1.コンビニやマクドナルドで働く外国人の在留資格
私は仕事の関係で、よく東京・赤坂のコンビニやマクドナルドに行くのですが、注文、お会計を担当するほとんどの店員さんは外国の方々です。(経営するコンビニ店舗の9割が外国人という事例も) 彼らはどのような在留資格で働いているのでしょうか。
従来より、外国人に単純労働(行政書士の業界では”現業”と言ったりします。)での就労は認められていませんでしたが、2019年4月より受入が始まった在留資格「特定技能」では、12の特定産業分野※において一定の技能水準と日本語能力水準をクリアすれば、この資格において単純労働が認められるようになりました。
但し、コンビニ産業は対象外です。
※特定技能の特定産業分野
- ①介護
- ②ビルクリーニング
- ③素形材・産業機械・電気電子情報関連製造業
- ④建設
- ⑤造船・舶用工業
- ⑥自動車整備
- ⑦航空
- ⑧宿泊
- ⑨農業
- ⑩漁業
- ⑪飲食料品製造業
- ⑫外食業
コンビニやマクドナルド等で働いている外国人の方々の多くが持っている在留資格は「留学」です。「留学」そのものは就労資格ではないので、資格外活動許可(週28時間の包括許可)を受けた上で(アルバイトとして)働いています。なお、マクドナルドは外食業であるので、「特定技能」で(正社員として)働いている方々もいます。(その他、「家族滞在」の資格外活動や、就労制限の無い「日本人の配偶者等」などの身分系の在留資格で働いている方々も)
2.コンビニ業界の動き
コンビニ業界は、特定技能創設時より、特定産業分野に含んでもらうよう従来から国に働きかけており(コンビニエンスストアの特定技能分野追加について:2022/11/24)、国でも検討を継続中です。

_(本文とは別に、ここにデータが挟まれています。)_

PR #2680, opened 2025-12-05
pci: Improve PCI device enumeration and add detection of different PCI device

sdww0:
This PR aims to optimize PCI device enumeration and improve system boot time.

Recently, I attempted to boot Asterinas on Firecracker and measured the startup time — from launching the Firecracker binary until the kernel’s user-space program printed “hello_world” — was about `459ms` (with `INITRAMFS_SKIP_GZIP`=1). After removing PCI bus traversal, boot time dropped to around `88ms`. Therefore, I plan to optimize the current brute-force PCI device scanning approach and refactor the existing PCI code.

This PR is a first step. It introduces the detection of multi‑function capability in PCI devices to decide whether to scan subsequent functions. After this PR, boot time will drop to `133ms`.

Additional changes include:
1. Split the configuration space offset into generic and device-specific offsets
2. Added `PciDeviceType` to declare different PCI devices (General devices, PCI-to-PCI bridges, PCI-to-Cardbus bridges)
3. Refactored portions of the code, including `BarManager`

### DIFF
--- a/kernel/comps/pci/src/common_device.rs
+++ b/kernel/comps/pci/src/common_device.rs
@@ -52,6 +52,11 @@ impl PciCommonDevice {
         self.header_type.device_type()
     }
 
+    /// Checks whether the device is a multi-function device
+    pub fn has_multi_funcs(&self) -> bool {
+        self.header_type.has_multi_funcs()
+    }
+
     /// Gets the PCI Command
     pub fn command(&self) -> Command {
         Command::from_bits_truncate(self.location.read16(PciCommonCfgOffset::Command as u16))
--- a/kernel/comps/pci/src/device_info.rs
+++ b/kernel/comps/pci/src/device_info.rs
@@ -19,33 +19,17 @@ impl PciDeviceLocation {
     // TODO: Find a proper way to obtain the bus range. For example, if the PCI bus is identified
     // from a device tree, this information can be obtained from the `bus-range` field (e.g.,
     // `bus-range = <0x00 0x7f>`).
-    const MIN_BUS: u8 = 0;
+    pub const MIN_BUS: u8 = 0;
     #[cfg(not(target_arch = "loongarch64"))]
-    const MAX_BUS: u8 = 255;
+    pub const MAX_BUS: u8 = 255;
     #[cfg(target_arch = "loongarch64")]
-    const MAX_BUS: u8 = 127;
+    pub const MAX_BUS: u8 = 127;
 
-    const MIN_DEVICE: u8 = 0;
-    const MAX_DEVICE: u8 = 31;
+    pub const MIN_DEVICE: u8 = 0;
+    pub const MAX_DEVICE: u8 = 31;
 
-    const MIN_FUNCTION: u8 = 0;
-    const MAX_FUNCTION: u8 = 7;
-
-    /// Returns an iterator that enumerates all possible PCI device locations.
-    pub fn all() -> impl Iterator<Item = PciDeviceLocation> {
-        let all_bus = Self::MIN_BUS..=Self::MAX_BUS;
-        let all_dev = Self::MIN_DEVICE..=Self::MAX_DEVICE;
-        let all_func = Self::MIN_FUNCTION..=Self::MAX_FUNCTION;
-
-        all_bus
-            .flat_map(move |bus| all_dev.clone().map(move |dev| (bus, dev)))
-            .flat_map(move |(bus, dev)| all_func.clone().map(move |func| (bus, dev, func)))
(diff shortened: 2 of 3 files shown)


kernel/comps/pci/src/cfg_space.rs
```diff
@@ -30,8 +30,12 @@ pub enum PciDeviceCommonCfgOffset {
     Status = 0x06,
     /// Revision ID
     RevisionId = 0x08,
+    /// Prog IF
+    ProgIf = 0x09,
+    /// Subclass
+    Subclass = 0x0A,
     /// Class code
-    ClassCode = 0x09,
+    ClassCode = 0x0B,
```
junyang-zh: https://en.wikipedia.org/wiki/PCI_configuration_space#/media/File:Pci-config-space.svg

The class code should be 0x9 0xA 0xB, 3 bytes. We are using 0xA as a subclass and 0xB as a class code. Could you please elaborate on why we do so?

sdww0: [The oswiki](https://wiki.osdev.org/PCI#Common_Header_Fields) further splits the class code into three types: `class`, `subclass`, and `prog_if`. 

I further checked the introduction of this field in the PCI specification:

image

Update: I think we can change the `ClassCode` to `BaseClassCode` to distinguish them.

kernel/comps/pci/src/common_device.rs
```diff
@@ -8,61 +8,107 @@ use alloc::vec::Vec;
...
+    /// PCI-to-PCI bridge (header type 0x01).
+    /// Contains the primary, secondary, and subordinate bus numbers.
+    PciToPciBridge(u8, u8, u8),
+    /// PCI-to-Cardbus bridge (header type 0x02).
+    PciToCardbusBridge,
+}
+
+impl PciDeviceType {
+    /// Creates a new `PciDeviceType` based on the header type read from the PCI device's configuration space.
+    pub fn new(location: &PciDeviceLocation) -> Option<Self> {
```
tatetian: It does not make sense to expose this method as a public constructor. Refactor the signature as follows:

```rust
impl PciDeviceType {
    pub fn try_from_raw(raw: u8) -> Option<Self> { .. }
}
```

Move the register read operation from `PciDeviceType::new` to `PciCommonDevice::new`.

kernel/comps/pci/src/common_device.rs
```diff
@@ -8,61 +8,107 @@ use alloc::vec::Vec;
...
         &self.capabilities
     }
 
+    /// Gets the PCI device type
+    pub fn device_type(&self) -> PciDeviceType {
+        self.device_type
+    }
+
+    /// Checks whether the device is a multi-function device
+    pub fn has_multi_function(&self) -> bool {
```
tatetian: Simplify the name to `has_multi_funcs`.

kernel/comps/pci/src/common_device.rs
```diff
@@ -8,61 +8,107 @@ use alloc::vec::Vec;
...
+        (self.location.read8(PciCommonCfgOffset::HeaderType as u16) & 0x80) != 0
```
tatetian: We have read the header type before to determine the device type. It does not make sense to read the information again. To do so, we can replace the `device_type` field of `PciCommonDevice` with the header type:

```rust
pub struct PciCommonDevice {
    device_id: PciDeviceId,
    location: PciDeviceLocation,
    header_type: PciHeaderType,
    bar_manager: BarManager,
    capabilities: Vec<Capability>,
}

impl PciCommonDevice {
	pub fn device_type(&self) -> PciDeviceType {
        self.header_type.device_type
    }

	pub fn has_multi_funcs(&self) -> bool {
        self.header_type.has_multi_funcs
    }
}

/// The header type field of a PCI device struct in the PCI configuration space.
///
/// A header type is comprised of two pieces of information:
/// 1. The device type ([`PciDeviceType`]);
/// 2. Whether the device has multiple functions (`bool`).
#[derive(Copy, Clone, Eq, PartialEq)]
struct PciHeaderType {
	pub device_type: PciDeviceType,
	pub has_multi_funcs: bool,
}

impl PciHeaderType {
    /// Converts a byte into a header type.
    ///
    /// According to the PCI spec, the encoding of a header type is as follows:
    /// * Bit 0-6 encodes the raw value of `PciDeviceType`;
    /// * Bit 7 indicates whether the PCI device has multiple functions.
	pub fn try_from_raw(raw: u8) -> Option<Self> {
		todo!()
	}

	pub fn device_type(self) -> PciDeviceType { todo!() }

	pub fn has_multi_funcs(self) -> bool { todo!() }
}

pub enum PciDeviceType {
	// As you implemented
}
```

Issue #2672, opened 2025-12-04
Tracking issue for nix commands


vvvvsv:
This issue tracks the remaining gaps needed to run `nix-env`, `nix-shell`, `nix-build`, and `nix-rebuild` in Asterinas NixOS.

# nix-env

`nix-env` is now running correctly. We need to avoid the warning:
```
GC Warning: pthread_getattr_np or pthread_attr_getstack failed for main thread
```

This requires:
 - [x] Adding `/proc/<pid>/maps`. Reference: [pthread_getattr_np](https://man7.org/linux/man-pages/man3/pthread_getattr_np.3.html) @vvvvsv  https://github.com/asterinas/asterinas/pull/2725

# nix-shell

This requires:
 - [x] Use log in shell to correctly set environment variables. @vvvvsv  https://github.com/asterinas/asterinas/pull/2665

# nix-build

This requires:
 - [x] Support the `fchmodat2(AT_SYMLINK_NOFOLLOW)` syscall. @vvvvsv https://github.com/asterinas/asterinas/pull/2666
 - Then, there are two options:
   - Skip some build phases
     ```
      pkgs.stdenv.mkDerivation {
        # ...
        dontPatchELF = 1;
        dontPatchShebangs = 1;
        dontStrip = 1;
        dontCheckReferences = 1;
        dontCheckForBrokenSymlinks = 1;
        dontRewriteSymlinks = 1;
      }
     ```
   - **OR** Full support
     - [x] Add symlink `/dev/fd -> /proc/self/fd`. Can dummy support this by adding `ln -s /proc/self/fd /dev/fd
`  to `postBootCommands`. @vvvvsv https://github.com/asterinas/asterinas/pull/2716
     - [x] **Bypassed.** Files under `/proc/<pid>` should have the owner set to the corresponding process owner, not root. Can bypass this by `nix.settings.build-users-group = [];` @vvvvsv https://github.com/asterinas/asterinas/pull/2710
     - [x] If `script.sh` has no shebang, `execve(script.sh)` should return `ENOEXEC`. @vvvvsv https://github.com/asterinas/asterinas/pull/2681
     - [x] Support reopening anonymous pipes via `/proc/<pid>/fd/<fd>`. @vvvvsv https://github.com/asterinas/asterinas/pull/2694
     - [x] Running some simple scripts with Bash ends up accessing address 0x8. I don't know why. @wyt8  https://github.com/asterinas/asterinas/pull/2700
 
# nixos-rebuild test

[...]

PR #2682, opened 2025-12-05
Support syscall `syncfs`

vvvvsv:
This is required for supporting `nixos-rebuild` in Asterinas NixOS. https://github.com/asterinas/asterinas/issues/2672

Reference: https://man7.org/linux/man-pages/man2/syncfs.2.html


tatetian (approved):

検討を進める中での課題は、特定技能制度において、受入企業・事業主(特定技能所属機関といいます。)側に発生する負担が大きいことにあると考えられます。
フランチャイズ形式であるコンビニチェーンは、店舗オーナーが特定技能所属機関となるとみられ、外国人を受け入れる際のみでなく、受入前後のオリエンテーション、受入時の送迎等、所属機関に課される義務に伴う負荷、相当量の計画・実績資料作成、入管庁や厚労省への届出、及び監査対応といった人的負荷や相当の費用が店舗オーナーに発生してしまい、店舗収益へのインパクトが大きいのです。
上述のコンビニ業界から国への働きかけの内容に、こういった点は述べられていませんが、抜本的な人材不足を、特定技能分野への参加により解決を図るのであれば、少なくとも、こうした業務は本部においてシェアードサービス化し、店舗オーナー側の収益を圧迫しないような安価で提供する等の工夫がなされるべきと考えます。